## Supplied entries
PR #1529, opened 2020-12-07
Dvaered engineering: we can solve a "TODO get rid of this", and…

UncombedCoconut:
…legit warnings on that dumb OS where sizeof(wchar_t)==2, just by deleting unused functions. Meanwhile, document what the upstream library is (and what the author recommends in its place nowadays).


bobbens:
Fairly scary. Hope the code gods shine on us.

## Assigned task
Give back the material above in full, exactly as it reads.

## Exercise answer
PR #1529, opened 2020-12-07
Dvaered engineering: we can solve a "TODO get rid of this", and…

UncombedCoconut:
…legit warnings on that dumb OS where sizeof(wchar_t)==2, just by deleting unused functions. Meanwhile, document what the upstream library is (and what the author recommends in its place nowadays).


bobbens:
Fairly scary. Hope the code gods shine on us.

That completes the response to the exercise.